##### SUPPLIED RECORDS #####

PR #806, opened 2022-09-24
Daisy Pod support & for some bugfix.

tomoyanonymous:
This PR fixes some compilation errors of faust2daisy on my environment and adds basic support for Daisy Pod based on a current implementation for a Patch.
The version of my libdaisy is a current master branch.

-  `static_cast` added on this commit needed to be`const_cast` in the latest libdaisy. https://github.com/grame-cncm/faust/commit/a0e58b5a4aecc9c1d3d6382140aa82a14ba21f98#diff-db20fb08bb6609ca9435273eefd9ec4f826a0116d40cd83049c507415dc417abR100
- `hw.adc.Start();` for seed needs to be `hw.StartAdc();` for Patch and Pod.
- The pin assignments of Knobs are different for each platform. 
  - Pod: `15 21`
  - Patch: `15 16 21 18`
  - Petal :`16 19 17 20 18 21`
Pod users can use only `knob:1` and `knob:3` to use the common pin mappings to Patch.
It would be better to define correct pin assignments in the preprocessor, but I added a description of knob mappings in the help of `faust2daisy` for now.

Maybe I can add Encoder support and Petal platform support in the future.

### DIFF
--- a/architecture/daisy/ex_faust.cpp
+++ b/architecture/daisy/ex_faust.cpp
@@ -36,6 +36,8 @@
 
 #ifdef PATCH
 #include "daisy_patch.h"
+#elif defined POD
+#include "daisy_pod.h"
 #else
 #include "daisy_seed.h"
 #endif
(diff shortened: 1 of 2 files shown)


sletz:
Thanks !

PR #807, opened 2022-09-29
fix: ladspa architecture file to set descriptor info from metadata

SpotlightKid:
* Set LADSPA descriptor fields `Name`, `Maker`, `Copyright` from FAUST global metadata `name`, `author`, `copyright`/`license` fields, if present.
* Set `Maker` to empty string, not `"undefined"`, if not present.

Note: I'm no C/C++ expert, but I took care copy the descriptor info from the global FAUST metadata in a safe way. Please review the changes with this in mind.

### DIFF
--- a/architecture/ladspa.cpp
+++ b/architecture/ladspa.cpp
@@ -80,6 +80,7 @@
 //--------------------------------useful constants--------------------------------------
 
 #define MAXPORT 1024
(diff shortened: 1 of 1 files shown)


SpotlightKid:
Sorry, I messed up the changes in this PR.

I created #808 to fix this.

PR #1068, opened 2024-10-21
Attempt to run impulse tests in CI

bluenote10:
Would it be possible to enable the impulse tests in the CI? It would add some confidence during the review process to immediately see that they all pass. Or are there any deeper reasons why the tests have to be executed manually only?


bluenote10:
I didn't had time yet to investigate the test failures, but fortunately @crop2000 already did in #1073! So I guess best to continue there.

PR #1073, opened 2024-10-26
2b) add cpp and rust tests on ci 

crop2000:
based on #1068 
a lot of work was caused by #1075

### DIFF
--- a/.github/workflows/ubuntu.yml
+++ b/.github/workflows/ubuntu.yml
@@ -2,7 +2,7 @@ name: Ubuntu
 
 on:
   push:
-    branches: 
+    branches:
         - '*'
   pull_request:
     branches: [ master-dev ]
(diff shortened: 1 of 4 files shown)


.github/workflows/ubuntu.yml
```diff
@@ -13,11 +13,29 @@ jobs:
...
+         mkdir -p faust/dsp/
+         cp compiler/generator/libfaust.h faust/dsp/
+
+    - name: Install Rust
+      uses: dtolnay/rust-toolchain@stable
+      with:
+        toolchain: stable
+
+    - name: Run impulse tests (C++)
+      run: cd tests/impulse-tests && make travis
```
bluenote10, line 38: Strange that the target is called "travis" (tests don't run on Travis CI, no?). But of course that's somewhat independent of this PR, if it happens to be called like this already.

crop2000: It is a subset of the cpp tests that finishes in below 1h

crop2000:
@sletz what do you think about this? 
To run the tests takes about 80min.

sletz:
This is too long, I suggest modifying the `make travis` target to only keep the first line.

crop2000:
@sletz is the travis target used elsewhere? if not i would rename it to github_action and describe a meaning full subset. maybe it makes sense to have a detailed check that is not part of the default actions, but can be activated to ensure a thorough check for more complex changes.

crop2000:
@sletz down to ~20m for everything ~5min build faust, ~15min c++ and rust

PR #1072, opened 2024-10-26
3) implement ec and cm flag for rust

crop2000:
implement and test ec and cm flag for rust

PR #1076, opened 2024-10-27
4) rust -os flag

crop2000:


crop2000:
based on top of #1077 #1080 #1072

crop2000:
@sletz finally this passes the tests too, so it is ready.

compiler/generator/instructions_compiler.cpp
```diff
@@ -1138,9 +1138,14 @@ ValueInst* InstructionsCompiler::generateVariableStore(Tree sig, ValueInst* exp)
                     return IB::genLoadStructVar(vname);
                 }
             } else {
-                // "Slow" variables are declared as locals in 'frame' or 'compute' functions
-                pushComputeBlockMethod(IB::genDecStackVar(vname, ctype, exp));
-                return IB::genLoadStackVar(vname);
+                if (gGlobal->gOneSample) {
```
sletz, line 1141: Why this change is needed ?

compiler/generator/instructions_compiler.cpp
```diff
@@ -1178,9 +1183,13 @@ ValueInst* InstructionsCompiler::generateVariableStore(Tree sig, ValueInst* exp)
                             getConditionCode(sig), IB::genStoreStructVar(vname_perm, exp)));
                         return IB::genLoadStructVar(vname_perm);
                     } else {
-                        // copy the object variable to the local one
-                        pushComputeBlockMethod(
-                            IB::genDecStackVar(vname, ctype, IB::genLoadStructVar(vname_perm)));
+                        if (gGlobal->gOneSample) {
```
sletz, line 1186: Why this change is needed ?

compiler/generator/rust/rust_code_container.cpp
```diff
@@ -632,13 +636,56 @@ void RustCodeContainer::generateComputeHeader(int n, std::ostream* fOut, int fNu
...
           << "&mut self, " << fFullCount << ": usize, inputs: & [& [FaustFloat] ]"
           << ", outputs: & mut[& mut[FaustFloat] ]) {";
     tab(n + 1, *fOut);
 }
 
+void RustCodeContainer::generateComputeFrame(int n)
+{
+    tab(n, *fOut);
+    tab(n, *fOut);
+    *fOut << "pub fn compute_frame(&mut self, inputs: &[&FaustFloat], ";
```
sletz, line 649: Can you use `frame` instead of `compute_frame` to be similar to what C and C++ already generate ?

compiler/generator/instructions_compiler.cpp
sletz: This break the C/C++ backends. Compare the generated code in Rust and C/C++.

crop2000: when i -os and don't have -ec i use the generateControlDeclarations before the "loop" part. only when i put "slow" variable into the declare block they will be available. same for the other comment

sletz: Change in `Instructions_compiler.cpp` may break other backends which is the case here. So try to save the issue in the Rest backend itself and do not change `Instructions_compiler.cpp`.

compiler/generator/rust/rust_code_container.cpp
crop2000: i prefer compute_frame because it makes clearer that it is a variant of compute.

crop2000:
@sletz i changed this pr and also tested cpp with -os in ci

sletz:
Thanks, merged, with the "public" function renaming and different fix in the tests (make c/make cpp were broken).

PR #1077, opened 2024-11-03
1) improve impulse-test makefile for rust

crop2000:
The aim of this pr is to make the Makefile for rust tests more concise similar to the Make.gcc .
The motivation is to also test  osc_enable.dsp where applicable. 
Unlike that Makefile i also test for error messages.
Any comments?
@sletz 
@bluenote10


sletz:
Merged thanks.

PR #1079, opened 2024-11-07
Implement SDF3 generation backend

jkmingwen:
Add implementation for SDF3 generation from Faust programs.

With this implementation, SDF3 graphs (in the form of XML files) can be generated using the `-lang sdf3` flag, and the output file can be specified with `-o <file>`. Currently included in the default, "most", and "all" builds in the Makefile.


sletz:
Thanks. I did somme improvements, and merged in https://github.com/grame-cncm/faust/commit/8289f4f93a79310222d87007860c305768481fa8

PR #1080, opened 2024-11-10
2) Make Rust FaustDsp Trait Optional

crop2000:
This PR introduces the new compile flag `-rnt`  `--rust-no-faustdsp-trait` to faust, to not generate the FaustDsp interface.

#####

- **EXERCISE BRIEF**: Check each line above for the string "similar" and copy those that have it.

- **RESPONSE**:
sletz, line 649: Can you use `frame` instead of `compute_frame` to be similar to what C and C++ already generate ?
The aim of this pr is to make the Makefile for rust tests more concise similar to the Make.gcc .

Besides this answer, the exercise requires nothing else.